When a couple separates and has significantly different amounts of superannuation, they may consider obtaining ‘superannuation splitting orders’ to help balance out their retirement savings. This involves asking the Court to approve the transfer of an agreed-upon sum from one party’s superannuation fund to the other party’s fund, either by mutual agreement or ‘by consent’.

     To initiate this process, an Application for Consent Orders needs to be filed with the Federal Circuit and Family Court of Australia. Before seeking the Court’s approval for a superannuation splitting order, it’s necessary to obtain consent from the fund that will be transferring the money.

     This is known as ‘procedural fairness’, as the superannuation fund must be given notice of the proposed order and the opportunity to object to it if necessary. Typically, super funds do not object to these orders as long as there are sufficient funds in the account to facilitate the split. However, they may be particular about the wording of the orders, so it’s crucial to have a family law solicitor with expertise in this area draft the orders to ensure compliance with the fund’s requirements.

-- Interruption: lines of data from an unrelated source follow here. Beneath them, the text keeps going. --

Issue #31841, opened 2024-01-21
Fetch Basic Sample Code 404


Fooeybar:
### MDN URL

https://developer.mozilla.org/en-US/docs/Web/API/Fetch_API/Using_Fetch

### What specific section or headline is this issue about?

Fetch Basic Sample Code

### What information was incorrect, unhelpful, or incomplete?

The first sample given for fetch:
`async function logMovies() {
  const response = await fetch("http://example.com/movies.json");
  const movies = await response.json();
  console.log(movies);
}
`
results in a json parse error, since the sample url returns a 404.

Recommend a sample URL which will return 200 status and sample json, such as 'https://jsonplaceholder.typicode.com/users':
`async function logMovies() {
    const response = await fetch("https://jsonplaceholder.typicode.com/users");
    const users = await response.json();
    console.log(users);
  }
`

### What did you expect to see?

A successfully parsed JSON object printed to the console. This is the most basic example provided, from the source reference itself, and it should result in an error free response when copied & pasted.

### Do you have any supporting links, references, or citations?

https://developer.mozilla.org/en-US/docs/Web/API/Fetch_API/Using_Fetch

### MDN metadata

<details>
<summary>Page report details</summary>

* Folder: `en-us/web/api/fetch_api/using_fetch`
* MDN URL: https://developer.mozilla.org/en-US/docs/Web/API/Fetch_API/Using_Fetch
* GitHub URL: https://github.com/mdn/content/blob/main/files/en-us/web/api/fetch_api/using_fetch/index.md
* Last commit: https://github.com/mdn/content/commit/aae16b81e18d13dd006d418983558578563e9746
* Document last modified: 2023-08-18T00:00:48.000Z

</details>

bsmth:
Thanks for flagging, alternatively, we could do:

```js
// Define the function
async function logContributors() {
    const r = await fetch("https://developer.mozilla.org/en-US/docs/Glossary/TOFU/contributors.txt");
    const textData = await r.text();
    console.log(textData);
}
```

If we don't want to point too much traffic at `jsonplaceholder.typicode.com`. Note that the rest of the examples on the page point to `example.com` and so a lot of them will also fail, but it's possible this could be pointed out with a note that they're for illustration only.

wbamberg:
This is an interesting suggestion.

[...]

PR #40659, opened 2025-08-07
change the url

Shrinivassab:
### Description
Updates the Fetch API documentation to: --- Replace the non-working example URL (`example.org/products.json`) with a functional endpoint (`jsonplaceholder.typicode.com/users`)

Fix - #31841


wbamberg:
I'm closing this because I don't think we have consensus on what (if anything) we want to do here.

PR #40666, opened 2025-08-07
"Headers: forEach() method": `See also`: add link to Array.prototype.forEach

vitaly-zdanevich:


wbamberg:
Thanks for your PR! What's the reasoning for adding this link? I understand that reason for the link to Map's `forEach()`, as this API has similar behavior (i.e. it's a pair iterator (https://webidl.spec.whatwg.org/#idl-iterable). But not sure what value adding Array's version gives us here.

vitaly-zdanevich:
As a reader, I was surprised that such a basic link did not exist, coming from a search engine to this page, but looking for `Array.prototype.forEach`

wbamberg:
But what was the reason you were expecting to see such a link? This function is like Map's forEach, not Array's forEach. The `Headers` interface has what the spec calls a [pair iterator](https://webidl.spec.whatwg.org/#idl-iterable), about which it says:

> The JavaScript forEach method that is generated for a [value iterator](https://webidl.spec.whatwg.org/#dfn-value-iterator) invokes its callback like Array.prototype.forEach does, and **the forEach method for a [pair iterator](https://webidl.spec.whatwg.org/#dfn-pair-iterator) invokes its callback like Map.prototype.forEach does.**

So I don't see the point in linking to Array's forEach as well as Map's.

wbamberg:
Oh, or did you mean, you were searching for Array's forEach and ended up on the Headers.forEach page? I don't think that's a good justification for adding this see also. See also should list items that are semantically related to the item documented in the page, not unrelated items that the user might have been looking for.

wbamberg:
I'm closing this PR because AFAICT this is not a thing we want to do, but if there is a good reason for it, I'd be happy to hear it.

PR #40688, opened 2025-08-10
docs(css): add performance considerations for :has() pseudo-class

### LINKED ISSUE #40280: Add CSS `:has()` selector performance tips
### Proposal

I recently learned from Firefox developers that certain forms of CSS `:has()` selectors can have vastly different performance characteristics when I reported a [Firefox bug](https://bugzilla.mozilla.org/show_bug.cgi?id=1896380).

They shared the following tips:

> anchoring :has() to an element (or to all elements) slow all DOM mutations inside that subtree (more the more complex the selector inside :has() is). So stuff like body:has() or :root:has() or *:has() are just a recipe for bad performance

> 1. :has(...) with an under-constrained compound may trigger many subtree-traversals: e.g. With :has(.foo), every DOM mutation will cause subtree traversals to see if that element does have .foo in the subtree.
> 2. :has(...) with an under-constrained inner selector compound may trigger many ancestor-traversals: e.g. With .ancestor:has(.foo > *), any DOM mutation will cause ancestor traversals to see if there's a :has() anchor to be invalidated. i.e. We need to check if the mutated DOM element has a .foo parent, and if we do, need to check for .ancestor to restyle.
> 3. Any occurrence of above can affect invalidation performance of otherwise well-constrained :has() selectors.

I would like to add this somewhere on MDN so these performance implications can become more widely known, but I wasn't sure where to put it.

Potential pages that occurred to me include:

- [:has()](https://developer.mozilla.org/en-US/docs/Web/CSS/:has)
- [CSS performance optimization](https://developer.mozilla.org/en-US/docs/Learn/Performance/CSS)

I wasn't sure if the `:has()` page itself was okay or not, as it might be required to match a very specific format like other CSS pages.

### Browser support

_No response_

### Tasks

- [ ]

### Dependencies

- [ ]

### Additional information

_No response_

Yes, I can help write content once the contect place for it to live is decided.

Shrinivassab:
### Description

Adds performance considerations section to `:has()` documentation based on feedback from Firefox engineers.

Fixes #40280


Josh-Cena:
Don't duplicate explanations. Write it in one place and link to it from the other place; I think here we should write it on the `:has()` page and keep the learning page's heading but reduce its content to a single paragraph that links to the reference.

Shrinivassab:
@Josh-Cena Thanks for the review... Even I had the same thought, not sure about the MDN approach ---  Now, I consolidated all performance details in the `:has()` reference page...

Josh-Cena:
I'll defer to @chrisdavidmills for the actual review

files/en-us/web/css/_colon_has/index.md
```diff
@@ -217,6 +217,66 @@ The analogous construct in CSS would be `.abc:has(+ .xyz)`: it selects the eleme
...
 
+## Performance considerations
+
+Certain uses of the `:has()` pseudo-class can significantly impact page performance, particularly during dynamic updates (DOM mutations). Browser engines must re-evaluate `:has()` selectors when the DOM changes, and complex or poorly constrained selectors can lead to expensive computations.
+
+### Avoid broad anchoring
+
+Anchoring `:has()` to very general selectors like `body`, `:root`, or `*` can degrade performance. Because `:has()` depends on the descendants of its anchor, any DOM change within the entire subtree of a broadly selected element requires the browser to re-check the `:has()` condition. The more complex the selector inside `:has()`, the greater the impact.
+
+```css example-bad
```
chrisdavidmills, line 252: These examples still feel quite specific...

files/en-us/web/css/_colon_has/index.md
```diff
@@ -217,6 +217,66 @@ The analogous construct in CSS would be `.abc:has(+ .xyz)`: it selects the eleme
...
+}
+:root:has(main > article[data-priority="high"]) {
+  /* styles */
+}
+*:has(> img[data-loaded="false"]) {
+  /* styles */
+}
+```
+
+Instead, anchor `:has()` to the most specific element possible that still logically contains the elements you are checking for.
```
chrisdavidmills: ...below here, add an `example-good` block showing what the selectors should be to follow best practice. A before and after, if you like.

files/en-us/web/css/_colon_has/index.md
```diff
@@ -217,6 +217,66 @@ The analogous construct in CSS would be `.abc:has(+ .xyz)`: it selects the eleme
...
+
+### Minimize subtree traversals
```
chrisdavidmills, line 280: Reading this subsection and the previous one, they sound like the same issue but written in slightly different words. Is this the case? If they do differ, how? It is not obvious to me at the moment.

Did you use AI to help you generate some of this text? Generating different text to describe the same problem and presenting it as separate problems is a common issue with this approach, so check the output carefully if you do so.

files/en-us/web/css/_colon_has/index.md
```diff
@@ -217,6 +217,66 @@ The analogous construct in CSS would be `.abc:has(+ .xyz)`: it selects the eleme
...
+Certain selector patterns involving `:has()` can force the browser to traverse up the ancestor chain for every DOM mutation, looking for potential `:has()` anchors that might need updating. This happens when the structure implies a need to check ancestors of the mutated element.
+
+```css example-bad
+/* Might trigger ancestor traversal */
+.ancestor:has(.foo > *) {
+  /* styles */
+}
+```
+
+In this example, any DOM change requires checking if the changed element is the `*` (any element) that is a direct child of `.foo`, and if its parent (or further ancestors) is `.ancestor`.
```
chrisdavidmills: Again, might be good to show an `example-good` block to illustrate how to fix the problem - before and after.

chrisdavidmills (changes requested):
Hi @Shrinivassab, and thank you for your continued work on MDN. I've provided a review, with a few suggestions and questions.

files/en-us/web/css/_colon_has/index.md
Josh-Cena: In a selector like `A:has(B)`, the first section says "A can't be too broad (avoid `body`, `:root`, `*`, etc.)", this says "B can't be too broad (use `>`, etc.)", so it makes sense to me.

chrisdavidmills: OK, that makes sense. But I think my point still stands that the difference could be made clearer.

files/en-us/web/css/_colon_has/index.md
Shrinivassab: Does this example works, Please share your thought?
/* Constrain the inner selector to avoid ancestor traversals */
.ancestor:has(.foo > .specific-child) {
  /* styles */
}

files/en-us/web/css/_colon_has/index.md
Shrinivassab: Hi @chrisdavidmills and @Josh-Cena, thank you for the feedback... In order to distinguish between these two subsection(Avoid vs Minimize), I will make the below changes in my next commit.

1. "Avoid broad anchoring," I will add an `example-good` as you suggested with specific selectors (e.g., `.container:has(.sidebar-expanded)`) to contrast with broad selectors (`body`, `:root`, `*`), making the guidance more actionable.
2. To clarify the distinction, I will revise both sections with introductory sentences: "Avoid broad anchoring" focuses on the anchor selector (`A` in `A:has(B)`), while "Minimize subtree traversals" addresses the inner selector (`B`). At the end the note will summarizes these differences.
3. I will make sure the revised content is concise and distinct.

--- Pls share your thought... Thanks in advance

files/en-us/web/css/_colon_has/index.md
Shrinivassab: share your thought about these example: 
/* Prefer specific anchors to limit scope */
.container:has(.sidebar-expanded) {
  /* styles */
}
.content-wrapper:has(> article[data-priority="high"]) {
  /* styles */
}
.gallery:has(> img[data-loaded="false"]) {
  /* styles */
}

files/en-us/web/css/_colon_has/index.md
Shrinivassab: Hi @chrisdavidmills, thanks for your suggestion. Sure I will add a `example-good` block, targeting more "specific anchor selectors like (e.g., `.container`, `.content-wrapper`, `.gallery`) to contrast with the problematic broad selectors like (`body`, `:root`, `*`)". So that these examples will provide a practical guidance for developers to optimize `:has()` usage while keeping the scope manageable. Please share your thought about the example also, If anything can be improved?

files/en-us/web/css/_colon_has/index.md
chrisdavidmills: So, you've still not added the `example-good` block, and the examples in the `example-bad` block still feel quite specific.

files/en-us/web/css/_colon_has/index.md
```diff
@@ -217,6 +217,66 @@ The analogous construct in CSS would be `.abc:has(+ .xyz)`: it selects the eleme
...
+
+When the selector _inside_ `:has()` is not tightly constrained (for example, it doesn't use child `>` or sibling `+` / `~` combinators), the browser might need to traverse the entire subtree of the anchor element on every DOM mutation to check if the condition still holds.
+
+```css example-bad
+/* May trigger full subtree traversal */
+.ancestor:has(.foo) {
+  /* styles */
+}
+```
+
```
chrisdavidmills, line 292: This section is definitely better now, and the difference between it and the previous section is better explained.

I would suggest putting a sentence in between the two code blocks to introduce the `example-good` block and state briefly why these examples are better. I know you've kind of done that in the comments, but it would still look better to have a brief explanatory sentence here.

files/en-us/web/css/_colon_has/index.md
chrisdavidmills: Yup, makes sense. Like the previous section, include an explainer sentence between the two code blocks.

chrisdavidmills (changes requested):
Thanks for your further work on this, @Shrinivassab. There is a bit more to do, but this is definitely going in the right direction now.

files/en-us/web/css/_colon_has/index.md
```diff
@@ -241,6 +241,90 @@ The analogous construct in CSS would be `.abc:has(+ .xyz)`: it selects the eleme
...
+Certain selector patterns involving `:has()` can force the browser to traverse up the ancestor chain for every DOM mutation, looking for potential `:has()` anchors that might need updating. This happens when the structure implies a need to check ancestors of the mutated element.
+
+```css example-bad
+/* Might trigger ancestor traversal */
+.ancestor:has(.foo > *) {
+  /* styles */
+}
+```
+
+In this example, any DOM change requires checking if the changed element is the `*` (any element) that is a direct child of `.foo`, and if its parent (or further ancestors) is `.ancestor`. Constraining the inner selector with specific classes or direct child combinators reduces ancestor traversals, improving performance.
```
Shrinivassab: I tried to explain each section as much as possible- Please let me know if this part is redundant? "Constraining the inner..."

Shrinivassab (commented):
Sorry for the delay... I have updated the wording, please let me know if there is any grammatical or redundant information. As there is subtle difference, I might over explained it, happy to correct it based on MDN standard.

files/en-us/web/css/_colon_has/index.md
```diff
@@ -241,6 +241,90 @@ The analogous construct in CSS would be `.abc:has(+ .xyz)`: it selects the eleme
...
+  /* styles */
+}
+.gallery:has(> img[data-loaded="false"]) {
+  /* styles */
+}
+```
+
+### Minimize subtree traversals
+
+This section focuses on the inner selector (the `B` in `A:has(B)`), which should use combinators like `>` or `+` to limit traversal. When the selector inside `:has()` is not tightly constrained (for example, it doesn't use child `>` or sibling `+` / `~` combinators), the browser might need to traverse the entire subtree of the anchor element on every DOM mutation to check if the condition still holds.
```
chrisdavidmills:
```suggestion
This section focuses on the inner selector (the `B` in `A:has(B)`), which should use combinators like `>` or `+` to limit traversal. When the selector inside `:has()` is not tightly constrained, the browser might need to traverse the entire subtree of the anchor element on every DOM mutation to check if the condition still holds.

In this example, any change within `.ancestor` requires checking all descendants for `.foo`:
```

chrisdavidmills: Little bit too much repetition here.

chrisdavidmills: I've also added a bit from the paragraph below, which I think can be removed after its text has been better placed.

files/en-us/web/css/_colon_has/index.md
```diff
@@ -241,6 +241,90 @@ The analogous construct in CSS would be `.abc:has(+ .xyz)`: it selects the eleme
...
+
+```css example-bad
+/* May trigger full subtree traversal */
+.ancestor:has(.foo) {
+  /* styles */
+}
+```
+
+Using child or sibling combinators limits the scope of the inner selector, reducing the performance cost of DOM mutations.
```
chrisdavidmills:
```suggestion
Using child or sibling combinators limits the scope of the inner selector, reducing the performance cost of DOM mutations. In this example, the browser only needs to check direct children or a specific sibling's descendants:
```

files/en-us/web/css/_colon_has/index.md
```diff
@@ -241,6 +241,90 @@ The analogous construct in CSS would be `.abc:has(+ .xyz)`: it selects the eleme
...
+/* More constrained - limits traversal */
+.ancestor:has(> .foo) {
+  /* direct child */
+}
+.ancestor:has(+ .sibling .foo) {
+  /* descendant of adjacent sibling */
+}
+```
+
+In the first example, any change within `.ancestor` requires checking all descendants for `.foo`. In the good examples, the browser only needs to check direct children or a specific sibling's descendants.
```
chrisdavidmills: remove

files/en-us/web/css/_colon_has/index.md
```diff
@@ -241,6 +241,90 @@ The analogous construct in CSS would be `.abc:has(+ .xyz)`: it selects the eleme
...
+
+### Be mindful of ancestor traversals
+
+Certain selector patterns involving `:has()` can force the browser to traverse up the ancestor chain for every DOM mutation, looking for potential `:has()` anchors that might need updating. This happens when the structure implies a need to check ancestors of the mutated element.
```
chrisdavidmills:
```suggestion
Certain selector patterns involving `:has()` can force the browser to traverse up the ancestor chain for every DOM mutation, looking for potential `:has()` anchors that might need updating. This happens when the structure implies a need to check ancestors of the mutated element.

In this example, any DOM change requires checking if the changed element is the `*` (any element) that is a direct child of `.foo`, and if its parent (or further ancestors) is `.ancestor`.
```

files/en-us/web/css/_colon_has/index.md
chrisdavidmills:
```suggestion
Constraining the inner selector with specific classes or direct child combinators reduces ancestor traversals, improving performance.
```

chrisdavidmills: Maybe add a sentence to explain specifically how this relates to the next example: "In the next example..."

chrisdavidmills (changes requested):
@Shrinivassab nice work; this is getting really close now! My suggestions below are now fairly minor restructuring.

files/en-us/web/css/_colon_has/index.md
Shrinivassab: Thanks a lot for the suggestion and helping to reduce the redundancy.

files/en-us/web/css/_colon_has/index.md
Shrinivassab: Removed the section...

files/en-us/web/css/_colon_has/index.md
Shrinivassab: In the next example, using a specific class like `.specific-child` avoids ancestor traversals by limiting the browser’s check to a well-defined element   --- Please let me know your suggestion about this text. If it looks good i can add it before the good example section.

chrisdavidmills: Hrm, this would make the paragraph rather repetitive. How about just modifying the existing sentence, something like this:

> Constraining the inner selector with specific classes or direct child combinators (see how `.specific-child` is used in the next code snippet, for example) reduces ancestor traversals by limiting the scope of the DOM section the browser needs to check to a well-defined element, improving performance.

?

Shrinivassab: Thanks a lot for your suggestion, that improvise a lot the current wording. Your suggestion spot on -  I made a small few word changes, please share your thought. "Constraining the inner selector with specific classes or direct child combinators `(e.g: .specific-child in the next snippet)` reduces expensive ancestor traversals by limiting the browser's check to a well defined element, improving performance."

I will use your wording as it is, if mine is not spot on...

chrisdavidmills: Sounds good; make the update, and I'll see if it needs any small tweaks after that.

chrisdavidmills (approved):
OK, I've read through this again, made a couple of small tweaks, and now I think it is ready to merge. Well done to everyone involved for the hard work on this, and especially @Shrinivassab!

     The Court will only approve superannuation splitting orders if there is evidence that the super fund has approved the proposed orders or if the fund has been given 28 days to respond and has not objected. It’s important to note that the funds generated by a superannuation split cannot be accessed directly; they must be deposited into the recipient’s superannuation fund or a new fund set up in their name with the transferring fund.